## Try it
Report, word for word, every line of the material that contains "GetTypeId".

****************************************

PR #983, opened 2018-07-19
Core/Script: Warlock lifetap's damage

BarbzYHOOL:
This is again taken from the deceased "crypt-wow" server (AC based, and I knew the developer), I had to analyse the code to find what was changed or not since it was not properly done gitwise, so it's a blind pull request

##### CHANGES PROPOSED:

- Fix a warlock spell's damage? lol

##### TESTS PERFORMED:

None, maybe this PR is useless/invalid. I just took the code from that server

Read the code, then see what spell it affects and test the damage output.

- [ ] Test everything

##### Target branch(es):

Master

### DIFF
--- a/src/server/scripts/Spells/spell_warlock.cpp
+++ b/src/server/scripts/Spells/spell_warlock.cpp
@@ -943,7 +943,8 @@ class spell_warl_life_tap : public SpellScriptLoader
                 Player* caster = GetCaster()->ToPlayer();
                 if (Unit* target = GetHitUnit())
                 {
-                    int32 damage = GetEffectValue();
+                    //int32 damage = GetEffectValue();
+					int32 damage = int32(GetEffectValue() + (6.3875 * GetSpellInfo()->BaseLevel));
                     int32 mana = int32(damage + (caster->GetInt32Value(PLAYER_FIELD_MOD_DAMAGE_DONE_POS+SPELL_SCHOOL_SHADOW) * 0.5f));
 
                     // Shouldn't Appear in Combat Log


Sdyess:
Is there proof this coefficient should be used? This only affects warlock's life tap, so misleading PR title.

Motorheadx:
It is not required you can leave it as it was

d3tr0l:
I examined the code further, prove me if i am wrong. Should be working as intended. But to make it 100% sure, i am gonna test it tomorrow.

d3tr0l:
Very interesting. The mana gain is allright. The life damage is not. The detailed tooltip for this spell is to be found here: https://wotlk.evowow.com/?spell=57946 . Funny part right...from this link https://wotlk-twinhead.twinstar.cz/?spell=57946 it is described without details and the SunwellCore devs propably used this as template. Since, they did not bothered with calculating the HP damage, only leaving the mana as it was intially from TC :) ... So, the tooltip ingame is showing data correctly, but the HP damage to self(player) is not changing. So the Life Tap is definetly bugged.

In your code is this:

int32 damage = int32(GetEffectValue() + (6.3875 * GetSpellInfo()->BaseLevel));

but it might be wrong, since the 
> int32(GetEffectValue()
is okay but the rest is not...see here:
https://wotlk.evowow.com/?spell=57946
it is int32(GetEffectValue() + Spirit*1,5

from your code i understand you are taking the base value as it is right now and you are adding 6.3875*spelldamage? I am not good with core scripting, i am more DB oriented...

It should be basevalue+spirit*1,5 to get it working.

BarbzYHOOL:
@d3tr0l I'm wondering if that fix was taken from a vanilla core instead, as you can see in 2012-2014 it was changed https://github.com/TrinityCore/TrinityCore/issues/5536

So I guess I can just close that PR, right?

d3tr0l:
yes, but keep in mind, the life tap HP damage to player is bugged, the tooltip is working fine, but in combatlog and the real damage is BASE only, so no calculation formula there...kinda in a good way for the warlock using that spell, idk should be put into issues.

BarbzYHOOL:
But you tried with and without the PR ?

d3tr0l:
BarbzYHOOL yes i tested, it is different, but still bugged. It at least "does something" but the formula is wrong :( i am goin to play a little bit with this and i will provide correct formula for your script later this week if i can.

BarbzYHOOL:
play with the normal formula then (not this PR), since it's more recent

PR #989, opened 2018-07-28
fix: config.cmake not work.

AyaseCore:
fix: config.cmake not work.
`conf/config.cmake.dist` copy and rename to `conf/config.cmake`
 `conf/config.cmake` is used to add custom cmake option.(look in https://github.com/azerothcore/azerothcore-wotlk/blob/4d7c06c304e54b52455cd748e4994227b9348482/CMakeLists.txt#L45)
in fact, It should work.
But actually, it doesn't work.
The problem is that "EXISTS" cannot use relative paths.

##### CHANGES PROPOSED:

fix: config.cmake not work.

-  

###### ISSUES ADDRESSED:

Closes 
none

##### TESTS PERFORMED:

Don't need to test.

Don't need to test.

none
- [ ]
- [ ] 

##### Target branch(es):

Master

### DIFF
--- a/CMakeLists.txt
+++ b/CMakeLists.txt
@@ -42,7 +42,7 @@ include(src/cmake/ac_macros.cmake)
 include(conf/config.cmake.dist)
 
 # load custom configurations for cmake if exists
-if(EXISTS "conf/config.cmake")
+if(EXISTS "${CMAKE_SOURCE_DIR}/conf/config.cmake")
   include(conf/config.cmake)
 endif()
 


BarbzYHOOL:
What was the issue?

AyaseCore:
`conf/config.cmake.dist` copy and rename-> `conf/config.cmake`.
It is used to add custom options.(but it not work.)

Problem discovered by accident. 
Fixed by the way.
It shouldn't need testing. It's just a minor problem.

@BarbzYHOOL

BarbzYHOOL:
ty @AyaseCore ;)

Issue #991, opened 2018-07-29
Vmap & Descriptor Issue


Knindzagxg:
After server release everything was pretty fine.
But, after almost 13 hours, those errors started and auth was locked.
Restarting Auth didn't help - Had to restart world as well -> No errors since  (Almost 7 hours)

I'm not sure what actually triggered, since there was 30+ players online.
Some of the objects are in Hellfire Peninsula, around Dark Portal or etc, and there is no players at all.
Also, i had few DDoS attacks (I'm checking with Host company about details as i'm typing)

https://pastebin.com/QdMmDqtb - Log link

How to reproduce: No idea sadly, i was away from PC when it happened.

System: Debian 9
Modules: Premium Account
Modifications: Nothing custom
AzerothCore rev. 07a451e1402c+ 2018-07-13 21:07:47 +0200 (master branch)

BarbzYHOOL:
We have got a leak. If you run worldserver and type:

    ls -al /proc/*/fd/* 2>/dev/null | egrep ".*log$"

You will see a huge list of worldserver logs opened for no reason. I had 700 DBERRORS.log opened


Temporary fix is to increase your file descriptor limit (look up google for that)

Winfidonarleyan:
I found a mistake, and I think I fixed it.

PR #908, opened 2018-06-04
Show default options, missing in config files

Winfidonarleyan:
#### Made a mistake, created new pull request. Old (https://github.com/azerothcore/azerothcore-wotlk/pull/906)

**Changes proposed:**

* Update code in Log.cpp (To avoid errors when opening authserver.exe)
* If the required settings are not found when the configuration file is opened, a notification is displayed and the value that was set by default

**Target branch(es):** master.

**Issues addressed:** No issue

**Tests performed:** Tested build, tested in-game (Windows 10 / VS 2017)

**How to test the changes:**
* Comment out the option not related to category Log (.conf and .conf.dist)
**Example** MaxPingTime

image

**Known issues and TODO list:**

- Notifications are working, if everything is in order with the options category Log

PR #992, opened 2018-07-30
Core/Logging: Fix out of file descriptors

Winfidonarleyan:
##### CHANGES PROPOSED:
-  Add check before opening a file

##### ISSUES ADDRESSED:
Closes https://github.com/azerothcore/azerothcore-wotlk/issues/991

##### TESTS PERFORMED:
I didn't use the tests on a clean core and got the following;
* Before 900+
* After 27
image

Tested in `Ubuntu 14.04.5 LTS (GNU/Linux 4.9.103-xxxx-std-ipv6-64 x86_64)`

- Before apply test commit
``` shell
Find the process ID of your worldserver :
pgrep worldserver

List the file descriptors (replace XXXXX with the number above) :
ls -al /proc/XXXXX/fd

Count the number of file descriptors :
ls -al /proc/XXXXX/fd | wc -l
```
- Apply test commit
- Repeat step 1

- [x] Need test Unix OS
- [x] Need test Windows OS
- [x] Need test in Build
- [ ] Need test in Game

### DIFF
--- a/src/common/Logging/Log.cpp
+++ b/src/common/Logging/Log.cpp
@@ -446,7 +446,8 @@ void Log::outSQLDriver(const char* str, ...)
     if (!str)
         return;
 
-    sqlLogFile = openLogFile("SQLDriverLogFile", NULL, "a");
+    if (!sqlLogFile)
+        sqlLogFile = openLogFile("SQLDriverLogFile", NULL, "a");
 
     va_list ap;
     va_start(ap, str);
@@ -513,7 +514,8 @@ void Log::outErrorDb(const char * err, ...)
         fflush(logfile);
     }
 
-    dberLogfile = openLogFile("DBErrorLogFile", NULL, "a");
+    if (!dberLogfile)
+        dberLogfile = openLogFile("DBErrorLogFile", NULL, "a");
 
     if (dberLogfile)
     {
@@ -630,7 +632,8 @@ void Log::outSQLDev(const char* str, ...)
 
     printf("\n");
 
-    sqlDevLogFile = openLogFile("SQLDeveloperLogFile", NULL, "a");
+    if (!sqlDevLogFile)
+        sqlDevLogFile = openLogFile("SQLDeveloperLogFile", NULL, "a");
 
     if (sqlDevLogFile)
     {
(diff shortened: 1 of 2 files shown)


BarbzYHOOL:
Discussed with @Stoabrogga (since we found the issue yesterday)

And here is a transcript:

- so it means the logs wont work with this pr?
- I think so, e.g. in function "openLogFile" NULL will be returned if the file is already open. So e.g. in function "outErrorDb", which calls "openLogFile", it will write nothing because NULL is returned.
By the way, in the original code all log files were initialized within the "Initialize" function, don't know why this has been changed. There the log files were initialized when the Log object is created and closed when the Log object is destroyed. I think this was a better way how to handle the log files.


Now I tested the PR and I can confirm this, there is no more hundred of logs opened, there is literally 0 while it should have 1 log of each opened (verified on an older worldserver)

Winfidonarleyan:
#### A little explanation:
* I removed some files `*.log` from initialization to avoid the crash (if open authserver)

Stoabrogga:
But this won't work this way. You have to ensure that each log file is opened only once, which was the case when they were opened during the instantiation of the Log object.

Could you please elaborate on the crash of the auth server? I don't understand this part.

Winfidonarleyan:
In config file [authserver.conf.dist](https://github.com/azerothcore/azerothcore-wotlk/blob/master/src/server/authserver/authserver.conf.dist) there are not all options associated with logging:
* LogDB.Char
* LogDB.RA
* LogDB.GM
* LogDB.Chat
* GmLogPerAccount
* GMLogFile
* CharLogFile
* DBErrorLogFile
* RaLogFile
* ChatLogFile
* SQLDeveloperLogFile
* CharLogDump
* CharLogDump.SeparateDir
* CharLogDump.Separate

Stoabrogga:
Hmm, I never saw such a crash of the auth server. If the specified log option is not set openLogFile will return NULL:
```
std::string logfn=sConfigMgr->GetStringDefault(configFileName, "");
if (logfn.empty())
    return NULL;
```
Misc.log could be a problem, as it is opened by both the auth and world server in the same way:
```
miscLogFile = fopen((m_logsDir + "Misc.log").c_str(), "a");
```
I think this would be a better approach to handle the log files:
- open all necessary log files in the Initialize-function (as it was the case originally); this is an easy method to ensure that all logs are opened only once and thread safe (Log is a singleton)
- make sure that log files, which are not configured, do not crash the server (need to investigate what was the exact cause of it)
- ensure that auth and world server do not write to the same log files

Winfidonarleyan:
Crash happens because the kernel will try to read the options from the config and wants to write that they are not there but cannot because logging cannot be initialized.
https://github.com/azerothcore/azerothcore-wotlk/pull/908

Stoabrogga:
I don't think your PR will work. Something like this
```
std::ofstream OutFile(m_logsDir + logfn);
if (OutFile.is_open())
    return NULL;
```
will not check if the file has been opened earlier.
This implicitly opens the file: `std::ofstream OutFile(m_logsDir + logfn);`
You then check if it is open, which is always true, then you return NULL. In this way no log file will ever be opened. See the ofstream specification for further info:
https://en.cppreference.com/w/cpp/io/basic_ofstream/basic_ofstream

You'll have to rework the whole Log class according to the approach I mentioned in the comment above in order to make it working again without generating hundreds of file descriptors. I can try to rework the class myself but this will take some time.

Winfidonarleyan:
You're right.

Stoabrogga:
Lazy initialization is not thread safe:
```
if (!sqlLogFile)
    sqlLogFile = openLogFile("SQLDriverLogFile", NULL, "a");
```
You should include some kind of locking mechanism. I think this should do the trick (please correct me if I'm wrong):
- Add
 `ACE_Thread_Mutex m_mutex;`
 to the private members in Log.h
 (don't forget `#include <ace/Thread_Mutex.h>`)
- Apply locking to all places where log files are opened, e.g.:
 ```
 {
     TRINITY_GUARD(ACE_Thread_Mutex, m_mutex);
     if (!sqlLogFile)
         sqlLogFile = openLogFile("SQLDriverLogFile", NULL, "a");
 }
```
 (the braces are important to limit the lock)
- The locking has to be applied to all log files:
 sqlLogFile
 dberLogfile
 sqlDevLogFile
 gmLogfile
 charLogfile
 charLogfile
 chatLogfile
 raLogfile
 miscLogFile

Rochet2:
> You should include some kind of locking mechanism

I havent looked into this much, but seems all access to Log singleton is protected by a thread mutex:
`#define sLog ACE_Singleton<Log, ACE_Thread_Mutex>::instance()`
https://github.com/Winfidonarleyan/azerothcore-wotlk/blob/d8c77cfc8160a4b514b010beca76a9b6168c81f6/src/common/Logging/Log.h#L198

Stoabrogga:
@Rochet2 Yes, I saw that, but thought that singletons are only thread safe concerning the constructor (only one instance of the class allowed), not the other functions. Are you sure that the locking mechanism of the singleton covers the whole object?

Rochet2:
> singletons are only thread safe concerning the constructor

Seems this is the case. Checked the sLog return type and it is just the Log instance. Probably should have been a wrapped object instead to provide an actual locking.

Stoabrogga:
I tested the locking I proposed on my own test server for 2 days. Until now without problems (no logging problems, only 1 file descriptor per log file). But I still think it would be a better solution to initialize the log files during the construction of the Log object because then you don't need any further locking. Locking on each log access could be a performance issue (don't know how much overhead it takes to acquire and release the lock).

FALL1N1:
can't we just make a false bool and flag it as true when we initialize them the first time, i think it'd be the most pain-free solution

Stoabrogga:
Same problem. This can lead to a racing condition while writing the new bool value into the memory. This could be fixed by using an atomic bool, though.

Stoabrogga:
On second thought an atomic bool would also be no solution to the thread-safety. It does not prevent two threads opening the same log, you'll have to work with locks here.

So, how to proceed from here?

BarbzYHOOL:
I suppose we can close this

PR #6978, opened 2021-07-16
BREAKING CHANGE(Deps/Boost): Set 1.74 as minimum version

Kitzunu:
## Changes Proposed:
- Update minimum version to 1.74 to be able to proceed with C++20 build

## Tests Performed:

- Tested on windows, build can proceed and does not break on Boost being broken


FrancescoBorzi:
we probably want to wait until the next Debian stable version is released, which will have 1.74 in the default Boost package version, as well as waiting until it is available on Ubuntu 20.04. Currently, in GitHub Actions there is 1.74 but not on a clean, standard Ubuntu 20.04.

Kitzunu:
Status?

FrancescoBorzi:
> Status?

still not available in ubuntu 20.04: https://packages.ubuntu.com/search?keywords=libboost&searchon=names

not sure if there are plans to port it

Winfidonarleyan:
Can use this for `Ubuntu 20.04`
https://github.com/WarheadCore/WarheadBand/blob/42b2ee3d3dd241889b6ea3c4e44ce75c759d13e8/apps/installer/includes/os_configs/ubuntu.sh#L11

Kitzunu:
@FrancescoBorzi @locus313

locus313:
> Can use this for `Ubuntu 20.04` https://github.com/WarheadCore/WarheadBand/blob/42b2ee3d3dd241889b6ea3c4e44ce75c759d13e8/apps/installer/includes/os_configs/ubuntu.sh#L11

That requires adding a 3rd party repo, which I don't think we should do. If I remember correctly the `add-apt-repository` command is not installed by default with ubuntu minimal installs that most vps/cloud providers use. So I don't really think we should up the min version yet.

FrancescoBorzi:
exactly, currently it's only available in ubuntu 21.04 or higher:

https://packages.ubuntu.com/search?keywords=libboost1.74-dev

we need to wait for a backport to 20.04, if there will even be there one

LordArcanine:
this will be a problem for debian 10 users like me...

FrancescoBorzi:
I'd say let's reopen this when it's time, no need to keep it hanging as it's a small change.

PR #6987, opened 2021-07-16
refactor(Core/SpellEffects): Rework some of the null checks

Kitzunu:
## Changes Proposed:
- Yes


FrancescoBorzi:
codestyle looks good but have you tested this in game?

Shybuia:
@Kitzunu how to test this PR ?

Kitzunu:
1. Read the code
2. Make every method trigger and make sure it doesn't crash when there is no player
3. Make sure that everywhere it changed from unit->ToPlayer() to player-> that it does the same thing.

There is no easy way of testing it, just go case by case. But I don't think you need to test every case as they are just copy pastas. If it works for one, then it works for all =)

Kitzunu:
@azerothcore/testers please test

Kitzunu:
please review

src/server/game/Spells/SpellEffects.cpp
```diff
@@ -1359,10 +1359,15 @@ void Spell::EffectUnlearnSpecialization(SpellEffIndex effIndex)
     if (effectHandleMode != SPELL_EFFECT_HANDLE_HIT_TARGET)
         return;
 
-    if (!unitTarget || unitTarget->GetTypeId() != TYPEID_PLAYER)
+    if (!unitTarget)
```
FrancescoBorzi, line 1362: why?

Kitzunu: because if you look a few lines under you have this
```cpp
    Player* player = unitTarget->ToPlayer();
    if (!player)
    {
        return;
    }
```
Which checks the same thing

Kitzunu:
so review and test will be done before newyears? 🤔

FrancescoBorzi:
@Kitzunu I think if test instructions start with "read the code" is going to exclude a big part of our testers base. Also what we really want to make sure is that there is no regression, so the developer should mention what in the game could potentially be affected and what to check. I know that's not always possible, but for example this PR is about spells so testers should check that the spell system is not broken.

Kitzunu:
How to test:

- See that you cannot unlearn specs if you are not a player
- See that if a non player tries to get rewarded from BGs it wont work
- See that only players can use the teleporter from Dalaran to the Spires
- See that summon player effects only summons players

here are some test cases.

morale of the story
unitTarget->GetTypeId() != TYPEID_PLAYER == Player* player = unitTarget->ToPlayer();

Kitzunu:
Still, doesnt matter if someone tests it if it is not being reviewed :shrug:

Nyeriah (approved):

Kitzunu:
https://github.com/azerothcore/azerothcore-wotlk/blob/3632efc07427e7adcf49a3629c0cb4740f060cfb/src/server/game/Entities/Object/Object.h#L273-L274

Nyeriah:
The changes look good, they're harmless 🙂 
Code style is being changed but those changes won't affect anything in anyway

****************************************

## Task output
-    if (!unitTarget || unitTarget->GetTypeId() != TYPEID_PLAYER)
unitTarget->GetTypeId() != TYPEID_PLAYER == Player* player = unitTarget->ToPlayer();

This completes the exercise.